→ Exercise goal
When the line containing "1. The HTTP" is reached, include it and end there; set down verbatim every line before it, starting at the top of the records.

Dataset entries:
_ _ _ _ _
PR #6986, opened 2024-03-15
HTTP live connections on server shutdown

kthui:
Related PR: https://github.com/triton-inference-server/core/pull/335

When graceful shutdown begin, 
1. The HTTP endpoints stop accepting new connections (existing connections may continue).
2. The server will poll until all connections on the HTTP endpoints end, or `exit_timeout_secs_` expires, whichever is earlier.
3. The server passes the remaining timeout to the core and initiates core shutdown.
4. The core begins its shutdown routine as it is currently.

Example shutdown:
```
I0315 19:34:17.024361 101974 main.cc:329] Timeout 30: Found 1 HTTP connections
I0315 19:34:18.024569 101974 main.cc:329] Timeout 29: Found 1 HTTP connections
I0315 19:34:19.024747 101974 main.cc:329] Timeout 28: Found 1 HTTP connections
I0315 19:34:20.025022 101974 server.cc:307] Waiting for in-flight requests to complete.
I0315 19:34:20.025078 101974 server.cc:323] Timeout 27: Found 0 model versions that have in-flight inferences
I0315 19:34:20.025321 101974 server.cc:338] All models are stopped, unloading models
I0315 19:34:20.025461 101974 server.cc:347] Timeout 27: Found 1 live models and 0 in-flight non-inference requests
I0315 19:34:21.025611 101974 server.cc:347] Timeout 26: Found 1 live models and 0 in-flight non-inference requests
I0315 19:34:21.440670 101974 model_lifecycle.cc:620] successfully unloaded 'add_sub' version 1
I0315 19:34:22.025764 101974 server.cc:347] Timeout 25: Found 0 live models and 0 in-flight non-inference requests
```

### DIFF
--- a/src/http_server.cc
+++ b/src/http_server.cc
@@ -238,14 +238,14 @@ HTTPServer::Start()
 TRITONSERVER_Error*
 HTTPServer::Stop(uint32_t* exit_timeout_secs, const std::string& service_name)
 {
+  {
+    std::lock_guard<std::mutex> lock(conn_mu_);
+    accepting_new_conn_ = false;
+  }
   if (exit_timeout_secs != nullptr) {
     while (*exit_timeout_secs > 0) {
-      {
-        std::lock_guard<std::mutex> lock(conn_mu_);
-        if (conn_cnt_ == 0) {
-          stop_accepting_new_conn_ = true;
-          break;
-        }
+      if (conn_cnt_ == 0) {  // conn_cnt_ can only decrease
+        break;
       }
       LOG_INFO << "Timeout " << *exit_timeout_secs << ": Found " << conn_cnt_
                << " " << service_name << " service connections";
@@ -286,13 +286,13 @@ HTTPServer::Dispatch(evhtp_request_t* req, void* arg)
 evhtp_res
 HTTPServer::NewConnection(evhtp_connection_t* conn, void* arg)
 {
-  HTTPServer* t = static_cast<HTTPServer*>(arg);
+  HTTPServer* server = static_cast<HTTPServer*>(arg);
   {
-    std::lock_guard<std::mutex> lock(t->conn_mu_);
-    if (t->stop_accepting_new_conn_) {
+    std::lock_guard<std::mutex> lock(server->conn_mu_);
+    if (!server->accepting_new_conn_) {
       return EVHTP_RES_SERVUNAVAIL;  // reset connection
     }
-    t->conn_cnt_++;
+    server->conn_cnt_++;
   }
   evhtp_connection_set_hook(
       conn, evhtp_hook_on_connection_fini,
@@ -303,10 +303,10 @@ HTTPServer::NewConnection(evhtp_connection_t* conn, void* arg)
 evhtp_res
 HTTPServer::EndConnection(evhtp_connection_t* conn, void* arg)
 {
-  HTTPServer* t = static_cast<HTTPServer*>(arg);
+  HTTPServer* server = static_cast<HTTPServer*>(arg);
   {
-    std::lock_guard<std::mutex> lock(t->conn_mu_);
-    t->conn_cnt_--;
+    std::lock_guard<std::mutex> lock(server->conn_mu_);
+    server->conn_cnt_--;
   }
   return EVHTP_RES_OK;
 }
--- a/src/http_server.cc
+++ b/src/http_server.cc
@@ -238,8 +238,6 @@ HTTPServer::Start()
 TRITONSERVER_Error*
 HTTPServer::Stop(uint32_t* exit_timeout_secs, const std::string& service_name)
 {
-  accept_new_conn_ = false;
-
   if (exit_timeout_secs != nullptr) {
     while (*exit_timeout_secs > 0) {
       uint32_t conn_cnt = conn_cnt_;
@@ -285,9 +283,6 @@ HTTPServer::Dispatch(evhtp_request_t* req, void* arg)
 evhtp_res
 HTTPServer::NewConnection(evhtp_connection_t* conn, void* arg)
 {
-  if ((static_cast<HTTPServer*>(arg))->accept_new_conn_ == false) {
-    return EVHTP_RES_SERVUNAVAIL;
-  }
   evhtp_connection_set_hook(
       conn, evhtp_hook_on_connection_fini,
       (evhtp_hook)(void*)HTTPServer::EndConnection, arg);
--- a/src/http_server.cc
+++ b/src/http_server.cc
@@ -240,11 +240,14 @@ HTTPServer::Stop(uint32_t* exit_timeout_secs, const std::string& service_name)
 {
   if (exit_timeout_secs != nullptr) {
     while (*exit_timeout_secs > 0) {
-      uint32_t conn_cnt = conn_cnt_;
-      if (conn_cnt == 0) {
-        break;
+      {
+        std::lock_guard<std::mutex> lock(conn_mu_);
+        if (conn_cnt_ == 0) {
+          stop_accepting_new_conn_ = true;
+          break;
+        }
       }
-      LOG_INFO << "Timeout " << *exit_timeout_secs << ": Found " << conn_cnt
+      LOG_INFO << "Timeout " << *exit_timeout_secs << ": Found " << conn_cnt_
                << " " << service_name << " service connections";
       std::this_thread::sleep_for(std::chrono::seconds(1));
       (*exit_timeout_secs)--;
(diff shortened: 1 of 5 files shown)


src/http_server.cc
```diff
@@ -267,6 +268,26 @@ HTTPServer::Dispatch(evhtp_request_t* req, void* arg)
   (static_cast<HTTPServer*>(arg))->Handle(req);
 }
 
+evhtp_res
+HTTPServer::NewConnection(evhtp_connection_t* conn, void* arg)
```
whoisj, line 272: does any of this need a fence or mutex?

kthui: I am not aware of any need from the evhtp library side, the example I found online does not use any fence/lock/mutex: https://chromium.googlesource.com/external/github.com/ellzey/libevhtp/+/refs/heads/master/examples/test.c#349

On our HTTP server side, the only thing shared is the `void* arg` which is simply `this`, the only two variables it interacts on are `accept_new_conn_` and `conn_cnt_` which are already safeguarded by `std::atomic<...>`. Here is their definition:
```
std::atomic<bool> accept_new_conn_;
std::atomic<uint32_t> conn_cnt_;
```

It is ok for them to use separate "mutexes" because the flow on the `HTTPServer::NewConnection()` is to take a peek into `accept_new_conn_`. If it is `false, the new connection is rejected (connection reset). If it is `true`, the function moves on to `conn_cnt_` and does not interact with `accept_new_conn_` anymore.

src/main.cc
```diff
@@ -299,6 +300,42 @@ StartEndpoints(
   return true;
 }
 
+uint32_t
+PrepareStopEndpoints(uint32_t timeout_secs)
```
nnshah1, line 304:
```suggestion
WaitForPendingConnections(uint32_t timeout_secs)
```

src/http_server.h
```diff
@@ -82,13 +83,17 @@ class HTTPServer {
   TRITONSERVER_Error* Start();
   TRITONSERVER_Error* Stop();
 
+  void StopAcceptingNewConnection() { accept_new_conn_ = false; }
```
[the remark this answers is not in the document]
nnshah1: @kthui - do these need to be public ?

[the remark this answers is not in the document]
kthui: Yes, they are called from the `main.cc` file, not internal to the `HTTPServer` class. It does not compile if they are placed under protected
```
/opt/server/src/main.cc: In function 'uint32_t {anonymous}::WaitForExistingConnections(uint32_t)':
/opt/server/src/main.cc:309:48: error: 'void triton::server::HTTPServer::StopAcceptingNewConnections()' is protected within this context
  309 |     g_http_service->StopAcceptingNewConnections();
      |     ~~~~~~~~~~~~~~~~~~~~~~~~~~~~~~~~~~~~~~~~~~~^~
In file included from /opt/server/src/command_line_parser.h:48,
                 from /opt/server/src/main.cc:57:
/opt/server/src/http_server.h:97:8: note: declared protected here
   97 |   void StopAcceptingNewConnections() { accept_new_conn_ = false; }
      |        ^~~~~~~~~~~~~~~~~~~~~~~~~~~
/opt/server/src/main.cc:320:55: error: 'uint32_t triton::server::HTTPServer::ConnectionCount()' is protected within this context
  320 |       uint32_t count = g_http_service->ConnectionCount();
      |                        ~~~~~~~~~~~~~~~~~~~~~~~~~~~~~~~^~
In file included from /opt/server/src/command_line_parser.h:48,
                 from /opt/server/src/main.cc:57:
/opt/server/src/http_server.h:98:12: note: declared protected here
   98 |   uint32_t ConnectionCount() { return conn_cnt_; }
      |            ^~~~~~~~~~~~~~~
```

src/main.cc
kthui: Picked the latter, since they are existing connections.

src/http_server.h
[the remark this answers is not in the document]
nnshah1: My initial thinking was that we would update ```http_server -> stop()``` to wait for existing connections before stopping the web server and then stop the server. 

So effectively - change the order in main such that:

1) Signal
2) StopEndpoints()
2(a) Wait for existing connections, close socket.
3) StopServer()

In that case the stop accepting new connections / connection count would be internal to the http_server object - and used within the stop() call.

Is that feasible / possible here - if it's complex to refactor into the http_server->stop() and reorder stopendpoints before stop server - we can add a ticket to follow up and a note to explore.

To me though the stop / wait for existing connections / connection count - should be part of the internal working of the http_server class and not directly exposed to the application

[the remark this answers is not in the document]
kthui: Old flow:
1. SIGINT
2. Instruct HTTP endpoints to stop accepting new connections
    2.1. Wait until all existing connections are closed
3. Stop the core
4. Stop HTTP endpoints

New flow:
1. SIGINT
2. Stop HTTP endpoints
    2.1. Stop accepting new connections
    2.2. Wait until all existing connections are closed
    2.3. Stop the endpoints
3. Stop the core

[Stop HTTP service immediately after all connections close](https://github.com/triton-inference-server/server/pull/6986/commits/5cd928125759b7618f354d8aa30bcf310a5eac79)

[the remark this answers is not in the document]
kthui: > One small thing: you may be able to remove the 'accept new connections' flag if you unbind the socket first

If checking `std::atomic<bool> accept_new_conn_` upon every new connection is a performance concern, we can remove it as well, making the flow:
1. SIGINT
2. Stop HTTP endpoints
    ~~2.1. Stop accepting new connections~~
    2.2. Wait until all ~~existing~~ connections are closed
    2.3. Stop the endpoints
3. Stop the core

src/main.cc
```diff
@@ -509,6 +520,11 @@ main(int argc, char** argv)
     triton::server::signal_exit_cv_.wait_for(lock, wait_timeout);
   }
 
+  // Stop the HTTP[, gRPC, and metrics] endpoints, and update exit timeout.
+  uint32_t exit_timeout_secs = g_triton_params.exit_timeout_secs_;
+  StopEndpoints(&exit_timeout_secs);
+  TRITONSERVER_ServerSetExitTimeout(server_ptr, exit_timeout_secs);
```
Tabrizian, line 526: Is error checking required?

kthui: The error is a part of the API, in case it is needed for the future, but it does not currently produce an error, since it is only assigning a parameter value to a class object.

If there is an error in setting core exit timeout, nothing can be done here but either push forward with the shutdown (with a possibly incorrect timeout value for the core) or force exit immediately. If the timeout value is incorrect on the core, it is visible on the server log during exit and an additional error message I think is redundant.

src/http_server.cc
```diff
@@ -267,6 +283,34 @@ HTTPServer::Dispatch(evhtp_request_t* req, void* arg)
...
+{
+  HTTPServer* t = static_cast<HTTPServer*>(arg);
```
nnshah1, line 289:
```suggestion
  HTTPServer* server = static_cast<HTTPServer*>(arg);
```

src/http_server.cc
```diff
@@ -235,8 +236,24 @@ HTTPServer::Start()
 }
 
 TRITONSERVER_Error*
-HTTPServer::Stop()
+HTTPServer::Stop(uint32_t* exit_timeout_secs, const std::string& service_name)
 {
+  if (exit_timeout_secs != nullptr) {
```
nnshah1, line 241: I think the general pattern would be something like:

```
stop_accepting_new_conn_ = true
if (exit_timeout_secs != nullptr) {
while (*exit_timeout_secs >0 && conn_cnt_>0) {
  sleep(1);
  *exit_timeout_secs --;
}
}
```
Note: not sure why we need to pass a pointer here for exit_timeout_secs - could we just set it to 0 if it wasn't set?
Feel like I'm missing something though that came up in testing. will try to sync offline

src/http_server.cc
kthui: updated

src/http_server.cc
kthui: updated to our conclusion synced offline

> not sure why we need to pass a pointer here for exit_timeout_secs - could we just set it to 0 if it wasn't set?

The purpose for the pointer is to pass the remaining exit_timeout_secs back to the caller, so it can be set in the core.

Both arguments are optional to remain compatible with the previous definition of `HTTPServer::Stop()`, and the exit_timeout_secs is default initialized to nullptr.

nnshah1 (dismissed):
LGTM

src/http_server.cc
```diff
@@ -235,8 +236,24 @@ HTTPServer::Start()
...
 TRITONSERVER_Error*
-HTTPServer::Stop()
+HTTPServer::Stop(uint32_t* exit_timeout_secs, const std::string& service_name)
 {
+  {
+    std::lock_guard<std::mutex> lock(conn_mu_);
+    accepting_new_conn_ = false;
+  }
+  if (exit_timeout_secs != nullptr) {
+    while (*exit_timeout_secs > 0) {
```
_ _ _ _ _
→ Output of the exercise
PR #6986, opened 2024-03-15
HTTP live connections on server shutdown

kthui:
Related PR: https://github.com/triton-inference-server/core/pull/335

When graceful shutdown begin, 
1. The HTTP endpoints stop accepting new connections (existing connections may continue).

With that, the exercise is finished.